Das sugestões que temos recebido para este espaço, cabe destaque para o verbo “proceder”. Ele há muito tempo vem dando as caras de forma duvidosa nos textos quando usado, principalmente, no sentido de “fazer”, “realizar”.
Significados possíveis
Do Latim procedere, que significa “ir adiante, para adiante”, o verbo “proceder” apresenta em torno de dez (isso mesmo, dez!) significados possíveis.
Observe:
Quando acompanhado da preposição “de”, com o sentido de “ter origem; originar-se, derivar(-se)”:
O amor não procede do hábito.
[não se origina do hábito, não vêm do hábito]
Quando acompanhado da preposição “contra”, com o sentido de “instaurar processo”, uma forma pouco usual:
O Governo procederá contra os agiotas.
[instaurará processo contra os agiotas]
Sei que a lei me assiste, mas não quero proceder (contra a empresa).
Quando acompanhado da preposição “de”, com o sentido de “provir; vir”:
Desembarcou no aeroporto a comitiva que procedia da Europa.
[que vinha da Europa]
Esses brinquedos procedem da China.
[vêm da China, têm origem na China]
Nos exemplos acima, o verbo apresentou transitividade indireta, isto é, não foi ligado ao seu complemento diretamente, mas precisou de uma preposição para tanto.
Contudo, ele pode, sim, ser usado em sua forma intransitiva, quando utilizado nos seguintes sentidos:
Ter seguimento; ir por diante; prosseguir, continuar:
A marcha procedeu, dura e incessante.
[prosseguiu, continuou]
As reivindicações procediam, enchendo as ruas.
[prosseguiam, continuavam]
Portar-se, comportar-se, agir:
O fim era proceder de modo que a renúncia da carreira eclesiástica se fizesse cautelosamente, sem dor para a mãe nem escândalo público.
(Machado de Assis, Páginas Recolhidas, p. 151).
[O fim era agir de modo que…]
O homem maduro procede consultando apenas sua consciência.
[comporta-se, age]
“Ser decisivo na prova”; “ser contundente”; “concluir”; “ter cabimento”, “justificar-se”, um significado bem usual:
Os novos dados procedem, não há como refutá-los.
[são verdadeiros]
Seus argumentos não procedem. Acho melhor revê-los.
[não têm cabimento]
“Pôr em prática desígnios ou intentos”; “agir”, “obrar”, como acontece nos artigos da CLT a seguir:
Art. 802, § 1º, da CLT: Nas Juntas de Conciliação e Julgamento e nos Tribunais Regionais, julgada procedente a exceção de suspeição, será logo convocado para a mesma audiência ou sessão, ou para a seguinte, o suplente do membro suspeito, o qual continuará a funcionar no feito até decisão final. Proceder-se-á da mesma maneira quando algum dos membros se declarar suspeito.
Quando a dúvida surge
Sem dúvida alguma, contudo, a maior controvérsia surge quando o verbo é usado no sentido de “levar a efeito; fazer, executar, realizar”. Nesse caso, apesar de ser transitivo indireto, isto é, de precisar da preposição “a” para sua ligação ao complemento, é muito usado como se fosse um transitivo direto, sem a preposição, e isso é considerado um equívoco.
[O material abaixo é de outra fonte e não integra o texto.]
PR #7, opened 2023-11-29
refacto(api): change the uri to respect the adr

tleon:
| Questions         | Answers
| Branch?           | dev
| Description?      | Fix the URI paths in order for them to respect the ADR
| Type?             | refacto
| Category?         | BO
| BC breaks?        | no
| Deprecations?     | no
| How to test?      | CI 🟢 & UI tests 🟢
| UI Tests          | 
| Fixed issue or discussion?     | Fixes #34493 

### DIFF
--- a/src/ApiPlatform/Resources/ApiAccess.php
+++ b/src/ApiPlatform/Resources/ApiAccess.php
@@ -45,7 +45,7 @@ use PrestaShopBundle\ApiPlatform\Provider\QueryProvider;
 #[ApiResource(
     operations: [
         new Get(
-            uriTemplate: '/api-access/{apiAccessId}',
+            uriTemplate: '/apiAccess/{apiAccessId}',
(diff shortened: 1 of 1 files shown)


M0rgan01 (commented):
I find it strange to have camelcase in an API, in general it is rather advisable to have kebab-case in a URL. For example, Google better indexes URLs containing kebab case

> Consider using hyphens to separate words in your URLs, as it helps users and search engines identify concepts in the URL more easily. We recommend that you use hyphens (-) instead of underscores (_) in your URLs. 

https://developers.google.com/search/docs/crawling-indexing/url-structure

tleon:
https://github.com/PrestaShop/ADR/pull/35/files
The ADR describes it that way. Just following it

M0rgan01:
I know, but I just find it strange :)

Veja os exemplos do uso correto da expressão, e atente para o uso da preposição em todos os casos:
Art. 886, § 2º, da CLT: Julgada subsistente a penhora, o juiz, ou presidente, mandará proceder logo à avaliação dos bens penhorados.
[a (preposição) + a (artigo) = à]
Art 554 da CLT: Destituída a administração na hipótese da alínea c do artigo anterior, o ministro do Trabalho, Indústria e Comércio nomeará um delegado para dirigir a associação e proceder [...] à eleição dos novos diretores e membros do Conselho Fiscal. [a (preposição) + a (artigo) = à]
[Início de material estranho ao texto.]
PR #9, opened 2024-01-23
chore(ci): move tests and endpoint from core

tleon:
| Questions         | Answers
| Description?      | Move Api endpoints and associated tests into the module
| BC breaks?        | no
| Deprecations?     |no
| Fixed ticket?     | Fixes #35127
| How to test?      | CI 🟢


tests/Integration/ApiPlatform/DomainSerializerTest.php
```diff
@@ -0,0 +1,335 @@
...
+use PrestaShop\PrestaShop\Core\Domain\Product\Command\AddProductCommand;
+use PrestaShop\PrestaShop\Core\Domain\Product\Query\GetProductForEditing;
+use PrestaShop\PrestaShop\Core\Domain\Product\ValueObject\ProductId;
+use PrestaShop\PrestaShop\Core\Domain\Product\ValueObject\ProductType;
+use PrestaShop\PrestaShop\Core\Domain\Shop\ValueObject\ShopConstraint;
+use PrestaShopBundle\ApiPlatform\DomainSerializer;
+use PrestaShopBundle\ApiPlatform\Resources\CustomerGroup;
+use Symfony\Bundle\FrameworkBundle\Test\KernelTestCase;
+
+class DomainSerializerTest extends KernelTestCase
```
jolelievre, line 48: This part is a component from the core so it should remain in the core no need to copy it here, so you can remove this file

jolelievre (changes requested):

jolelievre (approved):
Thanks @tleon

Art. 631, parágrafo único, da CLT: De posse dessa comunicação, a autoridade competente procederá desde logo às necessárias diligências, lavrando os autos de que haja mister. [a (preposição) + as (artigo) = às]
E aqui voltamos ao exemplo que deu nome ao texto de hoje: “proceder o exame da prova” ou “proceder ao exame da prova”?
O correto seria, então:
Será necessário proceder ao exame da prova.
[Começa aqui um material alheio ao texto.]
PR #13, opened 2024-02-15
Update the resources with the custom operations, add the list hook endpoint

tleon:
| Questions         | Answers
| Description?      | Update the resources with the custom operations, add the list hook endpoint
| BC breaks?        | no
| Deprecations?     | no
| Fixed ticket?     | Fixes #34301
| How to test?      | CI 🟢

### DIFF
--- a/src/ApiPlatform/Resources/CartRule.php
+++ b/src/ApiPlatform/Resources/CartRule.php
@@ -29,16 +29,16 @@ declare(strict_types=1);
 namespace PrestaShop\Module\APIResources\ApiPlatform\Resources;
 
 use ApiPlatform\Metadata\ApiResource;
-use ApiPlatform\Metadata\Put;
 use PrestaShop\PrestaShop\Core\Domain\CartRule\Command\EditCartRuleCommand;
+use PrestaShopBundle\ApiPlatform\Metadata\CQRSPartialUpdate;
 use PrestaShopBundle\ApiPlatform\Processor\CommandProcessor;
 
 #[ApiResource(
     operations: [
-        new Put(
+        new CQRSPartialUpdate(
             uriTemplate: '/cart-rule',
             processor: CommandProcessor::class,
-            extraProperties: ['CQRSCommand' => EditCartRuleCommand::class]
+            CQRSCommand: EditCartRuleCommand::class
         ),
     ],
 )]
--- a/src/ApiPlatform/Resources/CartRule.php
+++ b/src/ApiPlatform/Resources/CartRule.php
@@ -30,14 +30,12 @@ namespace PrestaShop\Module\APIResources\ApiPlatform\Resources;
 
 use ApiPlatform\Metadata\ApiResource;
 use PrestaShop\PrestaShop\Core\Domain\CartRule\Command\EditCartRuleCommand;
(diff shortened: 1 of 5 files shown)


src/ApiPlatform/Resources/ApiAccess.php
```diff
@@ -68,13 +68,10 @@
                 ],
             ],
             provider: QueryProvider::class,
-            extraProperties: [
-                'query' => GetApiAccessForEditing::class,
-                'CQRSQuery' => GetApiAccessForEditing::class,
-                'scopes' => ['api_access_read'],
-            ]
+            CQRSQuery: GetApiAccessForEditing::class,
```
jolelievre, line 71: You can remove the `provider: QueryProvider::class,` when you use the `CQRSGet` it is already specified by default SAme suggestions for CQRS commands the processor is defined by default

tests/Integration/ApiPlatform/ListHooksTest.php
```diff
@@ -0,0 +1,83 @@
...
+
+    public static function tearDownAfterClass(): void
+    {
+        parent::tearDownAfterClass();
+        DatabaseDump::restoreTables(['hook']);
+    }
+
+    public function testListHooks(): void
+    {
+        $hooks = $this->generateHooks();
```
jolelievre, line 50: Since you generate the hooks and therefore can anticipate the content of the list I think it could be interesting to look through the JSON result and check the content (maybe you'll need an extra sortBy)

Also, could you check the other elements from the JSON, like total numbers (and orderBy if present) And the super stuff would be to add one example of filtering as well

src/ApiPlatform/Resources/Hook.php
```diff
@@ -67,28 +69,30 @@
...
             exceptionToStatus: [HookNotFoundException::class => 404],
             provider: QueryProvider::class,
-            extraProperties: [
-                'CQRSQuery' => GetHook::class,
-                'scopes' => ['hook_read'],
-            ]
+            CQRSQuery: GetHook::class,
+            scopes: ['hook_read']
+        ),
+        // PR module + inte module + convertir en custom ce qu'il reste en natif
```
matks, line 89: 🇫🇷

tleon: Oupsie !

src/ApiPlatform/Resources/CartRule.php
```diff
@@ -29,16 +29,14 @@
...
 use ApiPlatform\Metadata\ApiResource;
-use ApiPlatform\Metadata\Put;
 use PrestaShop\PrestaShop\Core\Domain\CartRule\Command\EditCartRuleCommand;
-use PrestaShopBundle\ApiPlatform\Processor\CommandProcessor;
+use PrestaShopBundle\ApiPlatform\Metadata\CQRSPartialUpdate;
 
 #[ApiResource(
     operations: [
-        new Put(
+        new CQRSPartialUpdate(
```
jolelievre, line 37: If it as the `PUT` method then we should use `CQRSUpdate`
`CQRSPartialUpdate` is used for `PATH` method

jolelievre (approved):
Thanks @tleon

E a construção “será procedida a análise pericial”, sem preposição, é possível?
A resposta é não, por um motivo simples, mas não tão claro à primeira vista.
A oração “será procedida a análise processual”, como tantos outros exemplos similares encontrados nos processos, foi construída na voz passiva analítica, utilizando-se, para tanto, a regra básica da mudança da voz ativa para a passiva.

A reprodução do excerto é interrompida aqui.